(Stored items from a collection)
· · · ·

PR #467, opened 2026-08-22
feat: add --all-platforms option for dbc list

wbeardall:
Follow-up to [PR #466](https://github.com/columnar-tech/dbc/pull/466)

## Problem

With the new cross-platform install options proposed in [PR #466](https://github.com/columnar-tech/dbc/pull/466), the following scenario introduces potential user confusion risk:

1. On a fresh machine, with no installed drivers, the user executes `dbc install postgres --platform <not-my-platform>`
2. Later, they want to know if they have a Postgres driver that they can use with ADBC
3. They run `dbc list`. Current `dbc list` does *not* distinguish between the presence of drivers for the host platform vs other platforms, and so prints the following:

```
DRIVER     VERSION LEVEL LOCATION                                            
                                                                             
postgresql 1.12.0  user  /path/to/my/adbc/drivers
```
4. They trust that they can then run ADBC Postgres, and become irate when, at runtime, they *do not have a host-compatible lib*!

## Proposal

We propose to:
1. Add filter-by-default to `dbc list`, so that only drivers which are compatible with the host machine show up in the printed summary
2. Add an opt-in `--all-platforms` flag to `dbc list`, which adds an additional `PLATFORM` column to the printed table, containing the platform tuple for each available driver. Host-compatible drivers are marked with `(*)` (e.g. `linux_amd64 (*)`)

### `defaultPath` configurations

`dbc` `<driver>.toml` config files accept two shared path configurations:

driverMap:
```
[Driver.shared]
linux_amd64 = /path/to/driver
```

defaultPath:

```
[Driver]
shared = /path/to/driver
```
driverMap is trivial; however, for the defaultPath pattern, we assume that, in absence of explicit platform information, the linked driver *is* host-compatible.

### `config/driver_test.go`

- `TestLoadDriverFromManifest` (extended)
  - Asserts `HasPlatform` / `PlatformTuples` for platform-map manifests
- `TestDriverMapDefaultPath` (new)
  - String `shared` → `HasPlatform` true for any platform
  - `UsesDefaultPath` true, `PlatformTuples` empty

### `cmd/dbc/list_test.go`

- `TestListHidesNonHostPlatformDriver`
  - Cross-platform install invisible in default `dbc list`
- `TestListAllPlatformsShowsCrossPlatformDriver`
  - Visible with `PLATFORM` column; `(*)` only when tuple is host
- `TestListAllPlatformsMarksHostDriver`
  - Host install shows `PlatformTuple() + " (*)"` under `--all-platforms`
- `TestListAllPlatformsJSONIncludesPlatform`
  - JSON `platform` field populated when `--all-platforms` is set

### DIFF
--- a/client_methods.go
+++ b/client_methods.go
@@ -247,7 +247,9 @@ func (c *Client) Download(ctx context.Context, pkg PkgInfo) (io.ReadCloser, erro
 }
 
 // Install installs a driver with the given name to the specified configuration.
-func (c *Client) Install(ctx context.Context, cfg config.Config, driverName string) (*config.Manifest, error) {
+// platform selects the driver package platform tuple; when empty, the host
+// platform is used.
+func (c *Client) Install(ctx context.Context, cfg config.Config, driverName string, platform config.Platform) (*config.Manifest, error) {
 	drivers, err := c.Search(ctx, driverName)
 	// Only fail if the driver wasn't found in any registry; partial registry errors
 	// are acceptable as long as we can still locate the target driver.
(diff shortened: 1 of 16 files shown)


zeroshade:
@amoeba what do you think of this solution vs potentially just adding a "platforms" column to the `dbc list` output?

· · · ·

> _Activity_: Your answer must be the lines from the one with "drivers, err := c.Search(ctx, driverName)" through the last line of the data, repeated exactly and with nothing else.

> _Output of the task_:
 	drivers, err := c.Search(ctx, driverName)
 	// Only fail if the driver wasn't found in any registry; partial registry errors
 	// are acceptable as long as we can still locate the target driver.
(diff shortened: 1 of 16 files shown)


zeroshade:
@amoeba what do you think of this solution vs potentially just adding a "platforms" column to the `dbc list` output?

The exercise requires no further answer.